**** Given entries

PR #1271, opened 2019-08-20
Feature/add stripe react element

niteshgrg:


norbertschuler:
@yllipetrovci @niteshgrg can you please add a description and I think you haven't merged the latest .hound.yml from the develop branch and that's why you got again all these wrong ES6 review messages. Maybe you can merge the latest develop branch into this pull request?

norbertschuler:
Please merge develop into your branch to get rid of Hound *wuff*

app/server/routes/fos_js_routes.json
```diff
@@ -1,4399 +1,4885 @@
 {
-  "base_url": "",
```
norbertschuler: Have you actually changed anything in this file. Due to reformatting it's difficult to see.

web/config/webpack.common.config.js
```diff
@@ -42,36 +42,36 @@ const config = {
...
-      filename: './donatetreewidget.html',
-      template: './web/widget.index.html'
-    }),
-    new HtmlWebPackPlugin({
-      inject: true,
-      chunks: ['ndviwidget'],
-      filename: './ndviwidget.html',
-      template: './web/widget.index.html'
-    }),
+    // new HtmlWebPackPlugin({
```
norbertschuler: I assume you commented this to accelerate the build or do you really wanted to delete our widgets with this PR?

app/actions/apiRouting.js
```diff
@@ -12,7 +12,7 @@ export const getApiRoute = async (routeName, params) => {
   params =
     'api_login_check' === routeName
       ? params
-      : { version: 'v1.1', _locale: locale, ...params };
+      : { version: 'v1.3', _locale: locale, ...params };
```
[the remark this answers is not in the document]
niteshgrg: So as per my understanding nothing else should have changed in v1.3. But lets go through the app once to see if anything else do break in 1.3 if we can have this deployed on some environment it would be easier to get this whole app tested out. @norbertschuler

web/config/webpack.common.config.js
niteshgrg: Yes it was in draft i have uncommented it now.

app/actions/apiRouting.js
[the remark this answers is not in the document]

********
**** Given entries

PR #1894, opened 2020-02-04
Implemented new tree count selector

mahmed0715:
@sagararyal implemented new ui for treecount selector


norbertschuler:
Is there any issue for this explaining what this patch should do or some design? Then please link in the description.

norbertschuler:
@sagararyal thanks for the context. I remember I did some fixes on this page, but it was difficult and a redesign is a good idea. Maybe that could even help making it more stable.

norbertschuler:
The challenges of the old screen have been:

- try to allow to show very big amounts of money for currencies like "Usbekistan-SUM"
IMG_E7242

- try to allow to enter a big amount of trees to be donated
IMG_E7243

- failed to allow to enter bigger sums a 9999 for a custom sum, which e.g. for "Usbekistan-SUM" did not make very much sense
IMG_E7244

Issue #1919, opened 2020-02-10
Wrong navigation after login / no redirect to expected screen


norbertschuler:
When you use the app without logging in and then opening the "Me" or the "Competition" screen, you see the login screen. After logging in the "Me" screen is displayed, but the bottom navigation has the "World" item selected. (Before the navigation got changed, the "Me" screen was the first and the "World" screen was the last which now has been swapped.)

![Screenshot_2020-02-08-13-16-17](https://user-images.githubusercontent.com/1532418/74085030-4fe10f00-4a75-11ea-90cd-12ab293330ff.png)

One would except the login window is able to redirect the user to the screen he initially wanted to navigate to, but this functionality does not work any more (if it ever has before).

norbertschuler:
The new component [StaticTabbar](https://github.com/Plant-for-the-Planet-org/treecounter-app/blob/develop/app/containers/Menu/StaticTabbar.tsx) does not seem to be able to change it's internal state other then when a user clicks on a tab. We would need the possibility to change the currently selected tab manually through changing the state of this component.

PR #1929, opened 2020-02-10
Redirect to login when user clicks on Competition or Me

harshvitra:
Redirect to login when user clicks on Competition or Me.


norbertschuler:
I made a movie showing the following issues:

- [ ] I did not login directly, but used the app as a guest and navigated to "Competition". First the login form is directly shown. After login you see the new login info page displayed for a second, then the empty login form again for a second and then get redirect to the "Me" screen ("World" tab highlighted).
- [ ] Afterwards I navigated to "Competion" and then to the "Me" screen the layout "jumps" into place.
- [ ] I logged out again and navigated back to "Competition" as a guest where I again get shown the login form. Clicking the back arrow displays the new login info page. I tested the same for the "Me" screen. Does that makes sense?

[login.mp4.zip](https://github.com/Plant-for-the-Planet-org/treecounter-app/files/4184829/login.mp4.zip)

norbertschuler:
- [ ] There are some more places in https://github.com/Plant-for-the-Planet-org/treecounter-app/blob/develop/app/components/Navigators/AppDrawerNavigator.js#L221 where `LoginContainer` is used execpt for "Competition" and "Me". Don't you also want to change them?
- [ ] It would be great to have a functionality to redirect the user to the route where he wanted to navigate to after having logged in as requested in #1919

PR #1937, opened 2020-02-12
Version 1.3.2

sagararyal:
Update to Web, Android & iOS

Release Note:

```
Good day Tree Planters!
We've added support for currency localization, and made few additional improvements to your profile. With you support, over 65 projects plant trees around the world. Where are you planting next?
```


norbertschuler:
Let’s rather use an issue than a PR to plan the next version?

********
**** Given entries

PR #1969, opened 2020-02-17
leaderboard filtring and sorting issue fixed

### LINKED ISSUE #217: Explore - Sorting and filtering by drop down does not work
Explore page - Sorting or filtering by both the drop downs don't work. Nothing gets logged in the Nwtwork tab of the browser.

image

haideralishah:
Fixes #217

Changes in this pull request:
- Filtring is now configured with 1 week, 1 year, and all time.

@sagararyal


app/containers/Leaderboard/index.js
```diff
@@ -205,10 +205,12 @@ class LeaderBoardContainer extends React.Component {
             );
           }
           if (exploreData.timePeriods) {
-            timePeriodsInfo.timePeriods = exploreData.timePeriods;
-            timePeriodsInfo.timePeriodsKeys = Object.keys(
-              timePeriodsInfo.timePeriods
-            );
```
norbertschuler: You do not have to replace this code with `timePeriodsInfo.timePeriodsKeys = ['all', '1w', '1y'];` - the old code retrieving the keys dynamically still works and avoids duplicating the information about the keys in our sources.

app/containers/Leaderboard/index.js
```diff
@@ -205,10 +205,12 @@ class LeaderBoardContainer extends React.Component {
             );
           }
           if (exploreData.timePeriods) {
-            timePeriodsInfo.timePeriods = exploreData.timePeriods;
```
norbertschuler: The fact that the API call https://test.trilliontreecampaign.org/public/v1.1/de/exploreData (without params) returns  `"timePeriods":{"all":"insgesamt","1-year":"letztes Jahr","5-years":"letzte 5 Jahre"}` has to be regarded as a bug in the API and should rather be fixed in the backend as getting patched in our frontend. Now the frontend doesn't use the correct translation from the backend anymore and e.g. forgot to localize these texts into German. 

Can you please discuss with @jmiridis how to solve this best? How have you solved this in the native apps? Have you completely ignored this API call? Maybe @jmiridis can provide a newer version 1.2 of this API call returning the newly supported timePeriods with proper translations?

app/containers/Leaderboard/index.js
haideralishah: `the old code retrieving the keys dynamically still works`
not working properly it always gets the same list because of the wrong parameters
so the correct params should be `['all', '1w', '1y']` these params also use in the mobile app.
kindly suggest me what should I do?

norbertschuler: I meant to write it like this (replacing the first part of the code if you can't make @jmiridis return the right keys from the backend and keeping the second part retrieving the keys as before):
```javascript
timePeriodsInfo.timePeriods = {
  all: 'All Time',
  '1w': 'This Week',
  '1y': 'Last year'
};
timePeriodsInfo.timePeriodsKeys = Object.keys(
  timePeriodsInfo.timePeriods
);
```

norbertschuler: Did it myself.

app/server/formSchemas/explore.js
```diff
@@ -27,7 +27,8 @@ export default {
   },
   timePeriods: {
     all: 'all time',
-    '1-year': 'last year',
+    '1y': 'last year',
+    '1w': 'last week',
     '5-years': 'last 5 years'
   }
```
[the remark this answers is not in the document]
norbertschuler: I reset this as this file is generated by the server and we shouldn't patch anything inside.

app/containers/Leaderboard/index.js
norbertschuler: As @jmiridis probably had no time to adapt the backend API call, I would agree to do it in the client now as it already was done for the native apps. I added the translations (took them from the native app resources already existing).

********

Problem requirements — Take from the material above every line that includes the word "timePeriodsInfo".

Response to this task —
-            timePeriodsInfo.timePeriods = exploreData.timePeriods;
-            timePeriodsInfo.timePeriodsKeys = Object.keys(
-              timePeriodsInfo.timePeriods
norbertschuler: You do not have to replace this code with `timePeriodsInfo.timePeriodsKeys = ['all', '1w', '1y'];` - the old code retrieving the keys dynamically still works and avoids duplicating the information about the keys in our sources.
-            timePeriodsInfo.timePeriods = exploreData.timePeriods;
timePeriodsInfo.timePeriods = {
timePeriodsInfo.timePeriodsKeys = Object.keys(
  timePeriodsInfo.timePeriods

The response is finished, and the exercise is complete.